> [REQUIREMENT]
Where does the word "package" appear in the data? Copy every line that holds it.

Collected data
PR #2892, opened 2017-05-21
fixing the generated sudo script for non root users

bitcloud:
the original script evaluated the $PATH variable still in the user context which in some distriburions doesn't include the sbin folders. I changed it so it will be evaluated in the target (root) user context.

| Q             | A
| ------------- | ---
| Bug fix?      | yes
| New feature?  | no
| BC breaks?    | no
| Deprecations? | no
| Tests pass?   | yes
| Fixed tickets | #2892
| License       | MIT
| Doc PR        | na


bitcloud:
this was now already fixed in upstream.

Issue #452, opened 2014-05-09
HttpInterface exposes critical environment variables


MichielDeMey:
Hi,

My issue is that currently, the HttpInterface API exposes critical environment variables such as usernames and passwords.

I would suggest having an option to strip environment variables and other potentially sensitive information from the API, since we don't always want to expose this to others.

jrottenberg:
The pull request is not valid anymore (need a rebase), but is there anything beside that prevents the integration ?

LukasBeaton:
Any plans to merge this in?

This would be really nice to have!!!

PR #2895, opened 2017-05-23
Stripping environment variables from the HttpInterface

MichielDeMey:

| Q             | A
| ------------- | ---
| Bug fix?      | no
| New feature?  | yes
| BC breaks?    | no
| Deprecations? | no
| Tests pass?   | yes
| Fixed tickets | #452
| License       | MIT

Re-submit of https://github.com/Unitech/pm2/pull/459

Let's try not to wait 3 years this time. 😉

### DIFF
--- a/constants.js
+++ b/constants.js
@@ -80,7 +80,7 @@ var csts = {
   DEBUG                   : process.env.PM2_DEBUG || false,
   WEB_IPADDR              : process.env.PM2_API_IPADDR || '0.0.0.0',
   WEB_PORT                : parseInt(process.env.PM2_API_PORT)  || 9615,
-  WEB_STRIP_ENV_VARS      : process.env.PM2_WEB_STRIP_ENV_VARS || true,
+  WEB_STRIP_ENV_VARS      : process.env.PM2_WEB_STRIP_ENV_VARS || false,
   MODIFY_REQUIRE          : process.env.PM2_MODIFY_REQUIRE || false,
 
   WORKER_INTERVAL         : process.env.PM2_WORKER_INTERVAL || 30000,
--- a/constants.js
+++ b/constants.js
@@ -80,6 +80,7 @@ var csts = {
   DEBUG                   : process.env.PM2_DEBUG || false,
   WEB_IPADDR              : process.env.PM2_API_IPADDR || '0.0.0.0',
   WEB_PORT                : parseInt(process.env.PM2_API_PORT)  || 9615,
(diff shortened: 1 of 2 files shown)


lib/HttpInterface.js
```diff
@@ -46,6 +46,17 @@ function startWebServer(pm2) {
           processes: list
         };
 
+        if (cst.WEB_STRIP_ENV_VARS === true) {
+          for (var i = data.processes.length - 1; i >= 0; i--) {
+            var process = data.processes[i];
```
soyuka: can you use another variable name? This is a global nodejs variable.

MichielDeMey: Good point, I'll use `proc`.

constants.js
```diff
@@ -80,6 +80,7 @@ var csts = {
   DEBUG                   : process.env.PM2_DEBUG || false,
   WEB_IPADDR              : process.env.PM2_API_IPADDR || '0.0.0.0',
   WEB_PORT                : parseInt(process.env.PM2_API_PORT)  || 9615,
+  WEB_STRIP_ENV_VARS      : process.env.PM2_WEB_STRIP_ENV_VARS || true,
```
soyuka: I'm not sure about the default value for this, might break some implementations. WDYT @vmarchaud, shouldn't we set this to `false` by default so that things remain unchanged?

MichielDeMey: Not sure about some internal APIs, but yeah this might introduce a breaking change. I simply opted for the "secure by default" option, but we might want to set this to `false` in case it does break backwards compatibility.

vmarchaud: @soyuka The behavior shouldn't be changed yes, by default we should put it as false.

MichielDeMey: Should I rename the ENV var then as well? Suggestions welcome. :)

soyuka: name is fine to me!

MichielDeMey:
CI seems to fail on Node 6, known issue?

soyuka:
Nothing related imo.

lib/HttpInterface.js
```diff
@@ -46,6 +46,17 @@ function startWebServer(pm2) {
           processes: list
         };
 
+        if (cst.WEB_STRIP_ENV_VARS === true) {
+          for (var i = data.processes.length - 1; i >= 0; i--) {
+            var proc = data.processes[i];
+
+            // Strip important environment variables
+            if (typeof proc.pm2_env === 'undefined' && typeof proc.pm2_env.env === 'undefined') return;
+
```
susan51531: Maybe change 'return' to 'break;

http request will not be ended if return from here.

PR #2904, opened 2017-05-25
add wait ready for cluster mode

evollu:
fixes ##2890


evollu:
looks like `should trigger message by name` test failed for fork mode but my only change is for cluster mode. any idea what is happening?
@vmarchaud

vmarchaud:
@evollu Some test are really flaky so its normal that sometime it fail for no reason. If it pass for all old versions it should be good.

PR #3182, opened 2017-09-29
force upgrade to latest pm2-deploy, fixes #3181

### LINKED ISSUE #3181: force upgrade of pm2-deploy
https://github.com/Unitech/pm2-deploy/issues/121 is still causing problems to user because the semver range is still valid. imho is better to force the upgrade to the last version.

phra:
see #3181


Unitech:
could you make this PR on #development? Thanks

PR #3193, opened 2017-10-04
Retain multiple newlines in log stream

shanehughes3:
Currently, if any process tries to log a blank line (i.e. `\n\n`), the line is removed in streaming logs yet retained in the log file and in the tail function. This PR retains those extra newlines.

The Log.*stream methods are checking for general falsiness of each element after splitting a chunk on `\n`, presumably to remove the resulting last element that will be an empty string. We can double-check that an element is indeed the last element before ignoring it.

| Q             | A
| ------------- | ---
| Bug fix?      | yes
| New feature?  | no
| BC breaks?    | no
| Deprecations? | no
| Tests pass?   | yes
| Fixed tickets | -
| License       | MIT

### DIFF
--- a/lib/API/Log.js
+++ b/lib/API/Log.js
@@ -113,8 +113,8 @@ Log.stream = function(Client, id, raw, timestamp, exclusive) {
       else
         return;
 
-      lines.forEach(function(line) {
-        if (!line) return;
+      lines.forEach(function(line, i) {
+        if (!line && i === lines.length - 1) return;
 
         if (raw)
           return process.stdout.write(util.format(line) + '\n');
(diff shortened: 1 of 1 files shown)


vmarchaud:
Thanks for bringing this problem, although your fix can produce unwanted behavior (maybe that the last line is a message in the case without two \n), so based on your work i made https://github.com/Unitech/pm2/commit/4f5566ea93dd6577d12a84c5b3ac610f10acea76 that should fix the issue :)

shanehughes3:
4f5566e does not fix the issue - see #3237.

Issue #3186, opened 2017-10-02
Request: TypeScript Definition Files


nicky-lenaers:
Your issue may already be reported!
Please search on the [issue tracker](https://github.com/Unitech/pm2/search?type=Issues) before creating one.

## What's going wrong?
Can't find any TypeScript Definition Files to use `pm2` programmatically.

## How could we reproduce this issue?
Use `pm2` programmatically with TypeScript using TypeScript definition files for strict type checking. A simple example for the `connect` function might be:

```ts
declare module 'pm2' {
  export type ConnectCallback = (err?: Error) => void;
  export function connect(cb: ConnectCallback): void;
}
```

## Supporting information

Please run the following command (available on PM2 >= 2.6)

```
$ pm2 report
```
```
===============================================================================
--- PM2 REPORT (Mon Oct 02 2017 10:13:38 GMT+0200 (W. Europe Daylight Time)) --
===============================================================================
--- Daemon -------------------------------------------------
pm2d version         : 2.7.0
node version         : 8.2.1
node path            : C:/Program Files/nodejs/node.exe
argv                 : C:\Program Files\nodejs\node.exe,C:\Users\<user_dir>\<project_dir>\node_modules\pm2\lib\Daemon.js
argv0                : node
user                 : undefined
uid                  : N/A
gid                  : N/A
uptime               : 729min
===============================================================================
```

vmarchaud:
@jportela did a PR for this one, thanks again :)

PR #3202, opened 2017-10-08
Add first draft of typescript definitions

jportela:
I've created a first draft of the typescript definitions file. I've attached a quick gif showing how it helps on developer workflow, even if the developer is not using Typescript (baked in in Visual Studio Code, but can easily be setup for other editors).

I've relied on the http://pm2.keymetrics.io/docs/usage/pm2-api/ documentation to create the definitions, since there's a lot of comments there I could reuse. However, this might not reflect accurately what's in code, so I'll be making a second pass at the code, making sure it accurately translates what's on the documentation. I might also add other functions that are not documented.

Let me know if this is a good direction to take this into, I hope this is helpful.

| Q             | A
| ------------- | ---
| Bug fix?      | no
| New feature?  | yes
| BC breaks?    | no
| Deprecations? | no
| Tests pass?   | yes
| Fixed tickets | #3186 
| License       | MIT

typescript-definitions

### DIFF
--- a/package.json
+++ b/package.json
@@ -85,6 +85,7 @@
   "homepage": "http://pm2.keymetrics.io/",
   "description": "Production process manager for Node.JS applications with a built-in load balancer.",
   "main": "index.js",
+  "types": "types/index.d.ts",
   "scripts": {
     "test": "NODE_ENV=test bash test/pm2_programmatic_tests.sh && NODE_ENV=test bash test/pm2_behavior_tests.sh",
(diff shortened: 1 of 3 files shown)


vmarchaud:
Thanks for looking into this, it definitely is the right direction.
I will try to add few myself and correct some if there is any error :)

jportela:
as a reference, here's the generated typescript definitions by dts-gen:
https://gist.github.com/jportela/7e22bcd12375d3144e30d4445a144d46

PR #3213, opened 2017-10-17
Allow custom service names for startup scripts

danez:
| Q             | A
| ------------- | ---
| Bug fix?      | 
| New feature?  | y
| BC breaks?    | 
| Deprecations? | 
| Tests pass?   | yes
| Fixed tickets | 
| License       | MIT
| Doc PR        | 

Especially when running mutliple instances of pm2 on one machine with
the same user this helps to create multiple startup scripts for each of
the instance.


danez:
Test failure seems unrelated, at least I do not see what is failing.

the startup test isn't even run as it needs root

vmarchaud:
Indeed can be really useful, thanks for taking the time to make this PR too

PR #3223, opened 2017-10-20
Allow installing modules from local file destinations

danez:
| Q             | A
| ------------- | ---
| Bug fix?      | no
| New feature?  | yes
| BC breaks?    | no
| Deprecations? | no
| Tests pass?   | yes
| Fixed tickets | 
| License       | MIT
| Doc PR        | 

For example `pm2 install file:///home/user/module`

### DIFF
--- a/lib/Utility.js
+++ b/lib/Utility.js
@@ -213,6 +213,11 @@ var Utility = module.exports = {
     if(canonic_module_name.indexOf('http') !== -1) {
       canonic_module_name = canonic_module_name.split('/').pop();
     }
+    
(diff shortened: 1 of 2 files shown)


danez:
We use this for production. We want to be in control of all the dependencies so we install `pm2` and `pms-logrotate` in the project and then do `pm2 install node_modules/pm2-logrotate`, that way we can control which version of `pm2-logrotate` is used.

vmarchaud:
Okay i see your use case ! Indeed, its easier to control the versioning directly with the package.json :)

PR #3226, opened 2017-10-23
Fix applying env PM2_CONCURRENT_ACTIONS correctly

### LINKED ISSUE #3036: concurrent_actions is hardcoded to 2 on node >= 4
## What's going wrong?
Even after setting `PM2_CONCURRENT_ACTIONS` to a higher value, its being overridden to 2 here: https://github.com/Unitech/pm2/blob/fe4d600b0a9a9c1474b5154bf766471cc48e4b47/constants.js#L77

## How could we reproduce this issue?
Try to set `PM2_CONCURRENT_ACTIONS` to a higher value than 2

## Supporting information

pm2 2.4.6

danez:
| Q             | A
| ------------- | ---
| Bug fix?      | yes
| New feature?  | no
| BC breaks?    | no
| Deprecations? | no
| Tests pass?   | yes
| Fixed tickets | Fixes #3036
| License       | MIT
| Doc PR        |

Now the default will be either 1 or 2 depending on node version and the environment variable will still be able to overwrite the default.

I also tried the --parallel flag first, but neither in the json config nor in the cli it works with `pm2 reload`

### DIFF
--- a/constants.js
+++ b/constants.js
@@ -72,9 +72,10 @@ var csts = {
 
   // Concurrent actions when doing start/restart/reload
   CONCURRENT_ACTIONS      : (function() {
-    var concurrent_actions = parseInt(process.env.PM2_CONCURRENT_ACTIONS) || 1;
+    var default_concurrent_actions = 1;
     if (semver.satisfies(process.versions.node, '>= 4.0.0'))
-      concurrent_actions = 2;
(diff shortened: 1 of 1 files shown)


vmarchaud:
Good catch, indeed we were overriding the number on `node > 4`. Thanks for take the time to make a PR :)

PR #6751, opened 2023-09-28
Fix command bar click

SpennyNDaJets:
## Summary
Ariakit's `useValue` is a hook that cannot be called inside the bodu of a function component, and causing the `onClick` method to exit early. Update to use `getValue` here, since it will fetch the value when called.

Screenshot 2023-09-28 at 1 47 29 PM

1) Open the command bar with `command-k`
2) Search for a field
3) Select the time frame
4) Click on the appropriate option
- [ ] Page is redirected
- [ ] Filter is applied
- [ ] Time is correctly accepted
- [ ] Modal disappears

https://www.loom.com/share/3c15513a77194841b5b7fd05094671e9?sid=d1213027-ef9c-4214-8824-0b35e0a0ab7d

N/A

N/A

### DIFF
--- a/frontend/src/components/CommandBar/CommandBar.tsx
+++ b/frontend/src/components/CommandBar/CommandBar.tsx
@@ -249,7 +249,7 @@ const SectionRow = ({
 				searchAttribute(attribute, {
 					withDate:
 						formStore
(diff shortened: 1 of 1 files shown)


Vadman97 (approved):
:pray:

> [EXERCISE OUTPUT]
--- a/package.json
+++ b/package.json
Okay i see your use case ! Indeed, its easier to control the versioning directly with the package.json :)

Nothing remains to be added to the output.